**Task instructions:** For the entries that follow, say how many lines hold the string "later", with nothing else in the reply.

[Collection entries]
PR #1538, opened 2020-04-04
Add astyle config and check style in CI

### LINKED ISSUE #1535: Code style automation
DFHack has a code style specification and developing would be easier if things around that were automated. A config for astyle and CI checks to make sure C++ files are formatted would cover it.
```
# "One True Brace Style"
--style=1tbs

# 4 spaces per indentation level and per tab stop
--indent=spaces=4

# replaces tabs with spaces in non-indent sections, except in strings
--convert-tabs

# force LF line endings
--lineends=linux

# attach brackets to class and struct inline function definitions.
--attach-inlines

# 'char *foo' instead of 'char* foo'
--align-pointer=name

# maximum length for a single unbroken line
--max-code-length=100

# 'foo ||\nbar' instead of 'foo\n|| bar'
--break-after-logical

# indent 'public:' 'protected:' 'private:' deeper than 'class' or 'struct'
--indent-classes

# indent 'case' lines deeper than 'switch'
--indent-switches

# indent later lines of multi-line preprocessor directives
--indent-preproc-define

# indent comments on column 1 to match the code block they are in
--indent-col1-comments

# indent multi-line control block headers like 'if (foo\nbar)'
--min-conditional-indent=0

# add space around operators with two operands
--pad-oper

# add brackets to unbracketed one line conditional statements
--add-brackets

# remove extra space padding around parentheses
--unpad-paren

# insert space padding around parentheses on the inside only
--pad-paren-in
```
The first 4 options in there will make files meet the style guide in Contributing.rst except for sorting includes and file encoding. The rest aren't specified in the style guide but it's worth considering standardizing them.

CI checks for formatting could use astyle with `--dry-run` to check if any files would be changed.

ymber:
Adds a standard astyle config and a CI check for code style. The first 4 points of the config here will enforce current style requirements as specified in Contributing.rst. The rest of it is some things to consider standardizing that have worked well for us on the CDDA team. Anyone who's regularly developing here should check out how it fits their preferences.

Closes #1535

To do:
- [ ] Decide on any additions to standard project style for the config
- [ ] If any changes are made that current code doesn't meet add a file blacklist so CI doesn't always fail until standard style is met by all files
- [ ] Update any relevant documentation

### DIFF
--- a/.astylerc
+++ b/.astylerc
@@ -1,0 +1,50 @@
+# "One True Brace Style"
+--style=1tbs
+
+# 4 spaces per indentation level and per tab stop
+--indent=spaces=4
+
+# replaces tabs with spaces in non-indent sections, except in strings
+--convert-tabs
+
+# force LF line endings
+--lineend=linux
+
+# attach brackets to class and struct inline function definitions.
+--attach-inlines
+
+# 'char *foo' instead of 'char* foo'
+--align-pointer=name
+
+# maximum length for a single unbroken line
+--max-code-length=100
+
+# 'foo ||\nbar' instead of 'foo\n|| bar'
+--break-after-logical
+
+# indent 'public:' 'protected:' 'private:' deeper than 'class' or 'struct'
+--indent-classes
+
+# indent 'case' lines deeper than 'switch'
+--indent-switches
+
+# indent later lines of multi-line preprocessor directives
+--indent-preproc-define
+
+# indent comments on column 1 to match the code block they are in
+--indent-col1-comments
+
+# indent multi-line control block headers like 'if (foo\nbar)'
+--min-conditional-indent=0
+
+# add space around operators with two operands
+--pad-oper
+
+# add brackets to unbracketed one line conditional statements
+--add-brackets
+
+# remove extra space padding around parentheses
+--unpad-paren
+
+# insert space padding around parentheses on the inside only
+--pad-paren-in
--- a/.travis.yml
+++ b/.travis.yml
@@ -38,6 +38,7 @@ script:
 - sh travis/git-info.sh
 - sphinx-build -qW -j3 . docs/html
 - python travis/pr-check-base.py
+- travis/astyle-check.sh
 - python travis/lint.py
 - python travis/authors-rst.py
 - python travis/script-docs.py
--- a/.travis.yml
+++ b/.travis.yml
@@ -15,6 +15,7 @@ addons:
       - libxml-libxslt-perl
       - ninja-build
       - zlib1g-dev
+      - astyle
 matrix:
   include:
     - env: GCC_VERSION=4.8
--- a/travis/astyle-check.sh
+++ b/travis/astyle-check.sh
@@ -1,0 +1,12 @@
+#!/bin/sh
+
+sources=$(find plugins library -type f -regextype posix-awk -regex ".*\.(h|cpp)")
+
+output=$(astyle --options=.astylerc --dry-run -Q $sources)
+
+if [ -n "$output" ]
+then
+    printf "Files modified by astyle\n$output"
+    exit 1
+fi
+exit 0


PatrikLundell:
The rigid CDDA "Artistic" style enforcement is utter garbage. It's "artistic" as in ugly, contrary to common conventions, in complete disregard for what's practical and useful, and undocumented apart from some feeble examples that sort of hints at what some of the rules are, enforcing usage of a specific command line tool (the installation instructions are out of date, relying on a magic population of the tool into a list where it isn't available, so command line usage to uglify the code is required, at least for Windoze).

lethosor:
I share some of your concerns about `astyle`'s ease of use. I think #1535 is still relevant (it was inspired by feedback on a PR whose style differed significantly from the rest of the DFHack codebase) so we could discuss alternatives there. I've kept this open to serve as a reminder to take a more thorough pass on this specifically tool+config (sorry I haven't yet) even if we don't ultimately settle on it.

PatrikLundell:
If some kind of style enforcement is implemented, it would have to:
- Focus on the important bits, not an obsessively detailed OCD level (that hits you with full force in the face when you modify anything as the existing code doesn't abide by it).
- Be compatible with the general style used in DFHack, rather than something completely different (which should also be compatible with how code editors generally format things, rather than the complete opposite of it).
- Be properly documented (every rules explained in a manner understandable by the average reader). If you're not prepared to explain it, don't mandate it!
- Provide extensive and useful feedback to inform the victim of exactly where and why it rejected the code with references to the corresponding rule(s).
- Have a set of rules the average contributor could learn with relative ease so they're not required to run some obscure black box "fixer" thing that might have done something (or not) to contribute anything.

ymber:
I just threw this together to show how styling would easily fit into the existing CI after we were talking about it on the IRC. Normally I use clang-format in my own stuff. You get more versatility out of it than astyle. If lundell cant read cata style code or operate the tools just use a different config with clang-format.

PatrikLundell:
You miss the point that if you mandate something you force everyone to abide by it, so I wouldn't have any option to format things in a sensible way if the CDDA rules were enforced.

Saying that if the tool installation instructions are incorrect you can then investigate how to use some other tool to do the enforcement you didn't want in the first place and then research what the rules enforced are and how to code them to fit that other tool just doesn't make any realistic sense.

It's not that I can't decode the code that results from what CDDA rules mandates, it's that I can't consistently write it in that eye hurting manner and the compiler automatically reformat it into a more readable (and thus rejected) format anyway, leading to a rejection whenever a line break is introduced at any time in the process. And, of course, that most of the rules are hidden so I don't even know what they are.

ymber:
You miss my point. This PR was demonstrating concept. I'm not invested in what formatting standard you use for your project or which tool it uses. I just found when I was writing my other PR last year that automated style checks and a formatting config for my editor would have caught things I had to fix sooner.

lethosor:
I'm definitely on board with _something_ for style formatting. Thanks for putting this up! We have since switched away from Travis, so it would need some modifications in any case, but I'm happy to handle that.

Actually coming up with formatter configs that match our existing code style will be somewhat complicated. I think it's important to minimize the burden for existing contributors (I think Patrik is getting at this too), both in terms of running the formatter and producing code that matches our style guidelines in the first place. I would generally like to have something that's easy to run locally on all of our target platforms, so if `astyle` has portable binaries, that could be a good option. I know we'll also get contributors who don't install formatters locally, so some way to correct formatting (through CI?) might also be useful (but that depends less on the exact formatter we use). In any case, it's something that will need to be documented and accessible (so probably on the Contributing page).

From my personal experience, I've found that running code through formatters locally tends to lower the effort required on my end in the long run, since I don't have to worry quite as much about fixing stylistic issues manually.

myk002:
closing this PR as we're moving towards pre-commit.ci-based solutions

**Task result:** 2